I have lost 82 lbs. with 7 more to go to reach my goal. I have been doing Weight Watchers in Independence Kansas sence Febuary. The last few pounds are coming off slow. Statrting weight 269 now 187, goal 180.
Be blessed, Jim


----------



## bluetick (May 11, 2002)

Congratulations! That's quite an accomplishment! :clap:


----------



## tallpines (Apr 9, 2003)

AWESOME
:clap: :rock: :bow: :dance:


----------



## dlangland (Jul 7, 2005)

Good for you, Jim. You should be extremely proud of yourself. Deb


----------



## wr (Aug 10, 2003)

How wonderful for you, I've used WW to loose about 80 lbs which I've pretty much kept off for 15 years and the critical part of the program is to come. Pay careful attention to the maintenance period and make sure you understand it completely. Don't be surprised if you see some wild weight fluctuations in that time but this is the most critical time to keep a food diary so you'll know exactly what you're eating and how it's affecting your weight.

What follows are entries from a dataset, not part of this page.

PR #2940, opened 2018-02-02
BDI payment fixes

### LINKED ISSUE #2938: BDI: new Open Opps should not have Payment Date set on unpaid payments
If you specify a new Donation in BDI, and its stage is an open stage (not closed won), the payment under the Opp is correctly marked unpaid, but both Scheduled Date and Payment Date are set to the Donation Date.  Payment Date should remain empty for unpaid Payments BDI creates.

### LINKED ISSUE #2939: BDI: matched Payments should get marked Paid regardless of other field updates
Due to bug #2938, an imported Donation that matched an existing unpaid Payment would NOT get updated with Paid, if no other BDI payment fields were specified.  BDI must ensure that it updates Paid, regardless of other fields being updated or not

davidhabib:
I found two issues that were causing the behavior during our demo that a matched payment was still not getting updated to paid.  The first issue was that we were incorrectly setting a payment's Payment Date when creating an unpaid Payment; in this case we should have left Payment Date empty.  The second issue was that Payments were not being updated to Paid, if no other fields were being updated on the payment; now we ensure we force the update if we are marking it paid.

# Critical Changes

# Changes

# Issues Closed
fixes #2938 
fixes #2939 

# New Metadata

# Deleted Metadata

### DIFF
--- a/src/classes/BDI_ContactService.cls
+++ b/src/classes/BDI_ContactService.cls
@@ -137,11 +137,11 @@ public with sharing class BDI_ContactService {
     */
     private void verifyContactData() {
         for (DataImport__c di: bdi.listDI) {
-            if (isContactSpecified(di, 'Contact1') && di.Contact1_Lastname__c == null && di.Contact1Imported__c == null) {
+            if (isContactSpecified(di, 'Contact1') && string.isBlank(di.Contact1_Lastname__c) && di.Contact1Imported__c == null) {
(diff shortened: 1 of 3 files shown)


njjc:
@davidhabib some BDI tests are failing with this PR.

davidhabib:
Thanks @njjc .  I needed to add a field to the soql that we are always now referencing.  interesting that it only tripped up a very small set of tests, and none in the class BDI_Donations_TEST, that I ran since all the work was related to payments!

PR #2942, opened 2018-02-06
Adding translation files for Recurring Donations Settings

jesslopez-sf:
# Critical Changes

# Changes

# Issues Closed

# New Metadata
Added  language translation files for Recurring Donations Settings
# Deleted Metadata


src/package.xml
```diff
@@ -304,6 +304,8 @@
         <members>UTIL_Currency_TEST</members>
         <members>UTIL_CustomSettingsFacade</members>
         <members>UTIL_CustomSettings_API</members>
+        <members>UTIL_DMLService</members>
```
force2b: These 2 files shouldn't be in here. I think they're just out of order in the file, but they should be there already so this would duplicate them.

jesslopez-sf: Ok. I just removed them and pushed the change.

PR #2950, opened 2018-02-12
Rollups: Calculation and other updates

force2b:
# Critical Changes

# Changes
* Various changes to streamline the code and resolve a few calculation issues that were discovered during testing.  
* Abstracted out the processing options logic into its own class and started logic to support filtering job types for performance.
* Add support for filtering the detail query on Opportunity using the current set of Filters to reduce the number of records queried/processed.
* Update the Contact Hard Credit logic to exclude Organization Donations
* Update the Contact Hard Credit logic to check for detail (Opportunity) records to be rolled up. If there are none then skip the rollup of that Contact entirely. Significantly improves the job performance - at least when there are a significant number of Contacts that have no related Hard Credit Opportunities.
* Update the Contact Soft Credit logic to included Organization Donations for the Primary contact
* Fix the LDV batch jobs (actually the ProcessingOptions logic) to fully clone the map of stateful rollups when passing to the RollupProcesser_SVC.startRollupProcess() method. Otherwise the map is passed by reference so all additions the startRollupProcess() method makes to the map are held as stateful throughout the life of the batch job. That cause a heap size issue.
* Identified that using a sub-query on Payments in the batch queryLocator may create apex cpu time out errors in LDV orgs. Completely refactored how payments are queried and processed. This will actually help with allowing payments to be passed to the rollup engine from the archive bridge.
* Refactor Custom Metadata Type deployments to eliminate the nested deployment process as it appears to not be necessary given that the FilterGroup relationship is through DeveloperName not a generated Id
* Refactor the Rollup & FilterRule Operation enums to match the exact API name of the related fields. Avoid hardcoding the labels for these as well. Where necessary use getPicklistValues() to return the appropriate label based on the api name, which should handle localization properly.
* To address a potential heap size issue in the LDV batch jobs, clear out List<CRLP_Rollup> items from the stateful map after a fixed number of batch iterations (500) have passed without seeing the related parentId in the scope. It's a bit of an assumption to guess that Salesforce won't skip more than 500 batch iterations before returning a block, but it appears to be solid in terms of observed behavior.

# Issues Closed

# New Metadata
* CRLP_RollupProcessingOptions.cls

# Deleted Metadata


src/classes/CRLP_Rollup.cls
```diff
@@ -372,4 +405,32 @@ public class CRLP_Rollup {
 //        CRLP_Debug_UTIL.amendLastCurrentRollupState('==> ' + resultValue);
         return resultValue;
     }
+
+    public class Rollupmdt {
```
njjc: Header needed.

src/pages/PMT_PaymentWizard.page
```diff
@@ -260,7 +260,10 @@ Copyright (c) 2008 Evan Callahan, evanc@npowerseattle.org, NPower Seattle, 403 2
                                     <label class="slds-form-element__label" for="oppAmount4">{!$ObjectType.Opportunity.Fields.Amount.Label}</label>
                                     <div class="slds-form-element__control">
                                         <span class="slds-form-element__static">
-                                            <apex:outputField value="{!currentOpp.Amount}" id="oppAmount4"/>
+                                            <span class="slds-form-element__addon">{!currencySymbol}</span>
```
njjc: Any idea why these are showing in this diff? Some sort of problem with auto merge from master?

force2b: This (and a few others) were change I had made to the page way back when I worked on advanced currency management support in rollups. I think at some point when doing a manual merge conflict sync, I overwrote those changes requiring them to be recreated. Here's the full commit: https://github.com/SalesforceFoundation/Cumulus/pull/2950/commits/8a31168af298c4cfb78eea4e11c17b5f72d8d39f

You should be very proud of yourself, how long has it taken you?


----------



## southrngardngal (Oct 18, 2005)

Good going Jim. I know you are feeling happy with yourself. 

Jan


----------



## manygoatsnmore (Feb 12, 2005)

Way to go, Jim!!! Woohoo. :clap:

That's encouragement for the rest of us. It CAN be done!!!!


----------



## wr (Aug 10, 2003)

You'll likely continue to loose weight during maintenance anyhow, most who have lost a lot are somewhat fearful of using those extra calories. Which program did you use to loose your weight?


----------